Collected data

PR #894, opened 2025-05-26
Optimize surrogate decoding.

lrhn:
Use `char ^ 0xD800 <= 0x3FF` to check if a char code is a lead surrogate. That avoids doing a later `& 0x3FF` to get rid of the top bits. Similar for tail surrogate.

This ensures that the `high` function gets values without high bits, which makes it smaller (it tries to get inlined, so a little smaller counts).

Also optimize that function to reduce dependency depth and try to hit `base + (something < small)` expressions that can optimized into a single x64 address computation.

Gives a ~7% increase on backwards traversal and 30% increase for forward traversal, based on tool/benchmark.dart compiled with `dart compile exe`.
Actually a small decrease in performance on web for forward iteration, and a small increase for backwards iteration, and Wasm follows Web in performance here.

(Also found a bug in the generator, which hasn't worked since it was last committed.)

Interestingly, the change makes little-to-no difference on the `benchmark/benchmark.dart` benchmark.
(Maybe even makes it a little slower.)

### DIFF
--- a/pkgs/characters/tool/benchmark.dart
+++ b/pkgs/characters/tool/benchmark.dart
@@ -18,8 +18,7 @@ void main(List<String> args) {
   if (args.isNotEmpty) {
     count = int.parse(args[0]);
   }
-  var text =
-      genesis +
+  var text = genesis +
       hangul +
       genesis +
       diacretics +


pkgs/characters/lib/src/grapheme_clusters/table.dart
```diff
@@ -1139,10 +1139,10 @@ int low(int codeUnit) {
 @pragma('vm:prefer-inline')
 @pragma('wasm:prefer-inline')
 int high(int lead, int tail) {
-  var offset = (((0x3ff & lead) << 10) + (0x3ff & tail)) + (2048 << 8);
-  var chunkStart = _start.codeUnitAt(offset >> 8);
-  var index = chunkStart + (tail & 255);
-  return _data.codeUnitAt(index);
+  var offset = (tail >> 8) + (lead << 2);
```
mosuem, line 1142: IIUC, this assumes that `tail` and `lead` don't need to be masked with `0x3ff`. Should this be `assert`ed here?

mosuem (approved):
LGTM - Although I don't have much knowledge of this package, and don't understand its intricacies. But what I understand makes sense to me.

PR #909, opened 2025-09-10
Fix short flag parsing to strip equals sign from value

### LINKED ISSUE #908: [args] Short flag with equals syntax incorrectly includes equals sign in parsed value
There's an inconsistency in how the args package parses short flags versus long flags when using equals syntax. Short flags include the equals sign in the parsed value, while long flags correctly exclude it.

Current Behavior
 
- `--option=value` correctly parses as `"value"`
- `-o=value` parses as `"=value"`

Reproduction
```dart
  import 'package:args/args.dart';

  void main() {
    final parser = ArgParser();
    parser.addOption('option', abbr: 'o');

    final result1 = parser.parse(['--option=value']);
    final result2 = parser.parse(['-o=value']);

    print('Long flag:  --option=value "${result1['option']}"');  // Output: "value"
    print('Short flag: -o=value "${result2['option']}"');  // Output: "=value"

    // These should be equal but they're not
    assert(result1['option'] == result2['option']);  // Fails
  }
```

Arpi223:
When parsing short flags with equals syntax (e.g., -o=value), the parser was incorrectly including the equals sign in the parsed value, resulting in '=value' instead of 'value'. This was inconsistent with long flag parsing (--option=value) which correctly returned 'value'.

This fix strips the leading equals sign when present, making short and long flag parsing consistent.

This fixes issues in tools like FlutterFire CLI where users expect -i=bundleid to work the same as --ios-bundle-id=bundleid.

Fixes #908 
---

<details>

</details>

### DIFF
--- a/pkgs/args/lib/src/parser.dart
+++ b/pkgs/args/lib/src/parser.dart
@@ -207,6 +207,11 @@ class Parser {
       // The first character is a non-flag option, so the rest must be the
       // value.
       var value = '${lettersAndDigits.substring(1)}$rest';
+      // If the value starts with '=' (like in -o=value), strip it to match
+      // the behavior of long options (--option=value).
+      if (value.startsWith('=')) {
+        value = value.substring(1);
+      }
       _setOption(_results, first, value, '-$c');
     } else {
       // If we got some non-flag characters, then it must be a value, but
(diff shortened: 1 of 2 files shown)


davidmorgan:
As commented on the issue--I think this is working as intended.

PR #911, opened 2025-09-22
Fix `Int64.operator ==`

### LINKED ISSUE #910: Int64.== shouldn't throw an exception
It tries to `_promote` the value and fails, when an object has an unrelated type:

```
Invalid argument (other): not an int, Int32 or Int64: Instance of 'NullValue'
package:fixnum/src/int64_native.dart 185:5                                               Int64._promote
package:fixnum/src/int64_native.dart 273:43                                              Int64.==
```

osa1:
Note: `operator ==` implementations in this package are not symmetric, but we consider that as intentional. See #910 for details.

Fixes #910.

### DIFF
--- a/pkgs/fixnum/test/int32_test.dart
+++ b/pkgs/fixnum/test/int32_test.dart
@@ -214,18 +214,25 @@ void main() {
     });
 
     test('==', () {
-      expect(Int32(17), isNot(equals(Int32(18))));
-      expect(Int32(17), equals(Int32(17)));
-      expect(Int32(17), isNot(equals(Int32(16))));
-      expect(Int32(17), isNot(equals(Int64(18))));
-      expect(Int32(17), equals(Int64(17)));
-      expect(Int32(17), isNot(equals(Int64(16))));
-      expect(Int32.MIN_VALUE, isNot(equals(Int32.MAX_VALUE)));
-      expect(Int32(17), isNot(equals(18)));
-      expect(Int32(17) == 17, isTrue); // ignore: unrelated_type_equality_checks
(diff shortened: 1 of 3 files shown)


osa1:
I don't think this requires a changelog entry as it fixes a bug in an unreleased change that's already in the changelog.

pkgs/fixnum/test/int32_test.dart
```diff
@@ -214,18 +214,25 @@ void main() {
...
-      expect(Int32(17), isNot(equals(Int64(18))));
-      expect(Int32(17), equals(Int64(17)));
-      expect(Int32(17), isNot(equals(Int64(16))));
-      expect(Int32.MIN_VALUE, isNot(equals(Int32.MAX_VALUE)));
-      expect(Int32(17), isNot(equals(18)));
-      expect(Int32(17) == 17, isTrue); // ignore: unrelated_type_equality_checks
-      expect(Int32(17), isNot(equals(16)));
-      expect(Int32(17), isNot(equals(Object())));
-      expect(Int32(17), isNot(equals(null)));
+      // Note: do not use `equals` matcher below as it considers exceptions as
```
lrhn, line 217: Should still be able to use it for equals, just not for `isNot(equals(...))`.

But I guess it's easier to just use the same approach everywhere.

lrhn: Even then, exceptions in `==` should still cause a mismatch in `equals`, so the test still fails and should throw a test failure, instead of the exception that `==` threw itself. (But `isNot(equals...)` won't throw, and that's a problem.)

- TASK PROMPT -
Your output should consist solely of the lines from the beginning of the entries through the line containing "This ensures that", reproduced exactly.

- RESPONSE -
PR #894, opened 2025-05-26
Optimize surrogate decoding.

lrhn:
Use `char ^ 0xD800 <= 0x3FF` to check if a char code is a lead surrogate. That avoids doing a later `& 0x3FF` to get rid of the top bits. Similar for tail surrogate.

This ensures that the `high` function gets values without high bits, which makes it smaller (it tries to get inlined, so a little smaller counts).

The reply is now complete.